Wie bei der Demonstration am Mittwoch vor dem Moabiter Knast mit Recht gesagt wurde: es darf jetzt nicht darum gehen, sich erst einmal beim Staat die Eintrittskarte zum Protestieren zu erbetteln, indem man “Gewalt in jeder Form, auch gegen Sachen” entschieden ablehnt, vor man bescheiden seinen juristischen Einwand äußert. Die Frage, wie man dem Einsatz der neuen Wehrmacht in aller Welt, vor allem in Afghanistan, am wirksamsten schadet- ihr so umfassend wie nötig entgegentritt- muss strikt intern beantwortet werden. Sie geht den Staat nichts an.

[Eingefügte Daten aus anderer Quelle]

Issue #423, opened 2019-09-05
skipAllAfterTimeLimit throws an error instead of skipping tests


ZeRego:
## 🐛 Bug Report

skipAllAfterTimeLimit throws an error instead of skipping the remaining tests like the name suggests

## To Reproduce

Steps to reproduce:

```describe('skipAllAfterTimeLimit', () => {
    it(‘should skip tests’, async () => {
        jest.useRealTimers();
        const property = fc.asyncProperty(
            fc.constant(''),
            async () => {
                await new Promise(resolve => setTimeout(resolve, 100));
                expect(true).toBe(true);
            }
        );
        await fc.assert(property, {
            numRuns: 10,
            skipAllAfterTimeLimit: 1,

        });
    });
});
```

## Expected behavior

It should skip all remaining tests instead of throwing error. 
We could have a parameter, similar to maxSkipsPerRun, to specify the max amount of tests it can skip.

## Your environment

| Packages / Softwares  | Version(s) |
| --------------------- | ---------- |
| fast-check            |       1.16.2     |
| node                  |     10.14.1       |
| TypeScript          |     3.4.5       |

dubzzz:
@ZeRego Thanks a lot for the report. I indeed reproduced the issue immediately. I fixed _part_ of the issue and added the tests to avoid this issue to come back in the future.

---

I initially added the flag `skipAllAfterTimeLimit` for very long model based tests applied onto UI. The idea was just to avoid running into _infinite_ shrinks in my CI (maybe hours of shrink when I launched it on really complex sets of commands). After this delay, instead of running the tests, fast-check does as if you shrunk but marked the test with precondition failure (as `fc.pre` does).

Basically the feature adds a precondition on top of all the properties:
```js
fc.pre(notExpired());
// here the property code
```

---

The need you have seem to be a bit different: you want to stop the run where it is and report its curent status. I definitely have to add such feature.

dubzzz:
I'll release the fix into 1.15.x and 1.16.x as soon as possible, so that the feature does what it says. As told above I'll need to add another feature that just stops where the runner is and reports its current status (no matter if it still have to generate test cases to fulfill `numRuns` constraint).

dubzzz:
I double-checked the code this morning, the feature you asked should be quite easy to add.

[...]

PR #428, opened 2019-09-09
✨ Implement interruptAfterTimeLimit

dubzzz:
## Why is this PR for?

Related to #423

This feature will make fast-check users able to interrupt the execution of a test while it stills have job to do. Assert will report the status as if the run was supposed to stop there. If not test failed the status will be success (even if the assert has not reached the expected number of runs).

**This is a draft for a potential futur feature, not sure if the feature will reach the master**

## In a nutshell

✔️ New feature
❌ Fix an issue
❌ Documentation improvement
❌ Other: *please explain*

(✔️: yes, ❌: no)

## Potential impacts

None.


dubzzz:
**What behaviour do we want in the following scenario? Are there some cases where we would like to consider it as a failure (`skipAllAfterTimeLimit` already partially covers part of the problem).**

The user asked for 100 runs by setting the value of `numRuns` but only 20 got executed (with no failure detected) before the interrupt signal.
With the current implementation, the run will be marked as successful.

src/fast-check-default.ts
```diff
@@ -97,6 +98,7 @@ export {
   assert,
   // pre conditions
   pre,
+  interrupt,
```
dubzzz: Not sure of the need for such feature. Not sure for the naming.

ZeRego:
When using `markInterruptAsFailure: true` can the error message contain all seeds and paths used ? Providing just the seed and path from the last run won't be enough because the problem might be in one of the previous runs.
Otherwise the developers won't have a way to reproduce the issue.

dubzzz:
What's the best option? `markInterruptAsFailure` or `markInterruptAsSuccess`? 🤔

I think once we answer this question we can merge the PR and move on to add seed, path and others in the report 😁

src/fast-check-default.ts
dubzzz: Reverting it as it might be added later in another PR

dubzzz:
@ZeRego The flag is now released in version 1.19.0 of fast-check ;)

99Edorde:
> ## Why is this PR for?
> 
> 
> 
> Related to #423
> 
> 
> 
> This feature will make fast-check users able to interrupt the execution of a test while it stills have job to do. Assert will report the status as if the run was supposed to stop there. If not test failed the status will be success (even if the assert has not reached the expected number of runs).
> 
> 
> 
> **This is a draft for a potential futur feature, not sure if the feature will reach the master**
> 
> 
> 
> ## In a nutshell
> 
> 
> 
> ✔️ New feature
> 
> ❌ Fix an issue
> 
> ❌ Documentation improvement
> 
> ❌ Other: *please explain*
> 
> 
> 
> (✔️: yes, ❌: no)
> 
> 
> 
> ## Potential impacts
> 
> 
> 
> None.
> 
>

Gerade deshalb ist jede Distanzierung innerhalb der gegenwärtigen Kampagne gefährlich. Es geht um gemeinsame Bemühung um Entwaffnung sämtlicher Tendenzen des Staates, mit denen er alle Widerständigen bedroht, seien es polizeilich-juristische, seien es die Waffen im eigentlichen Sinn selbst: sie müssen ihm aus der Hand geschlagen werden.

Das wird nicht schnell geschehen. Aber daran muss als Minimum festgehalten werden.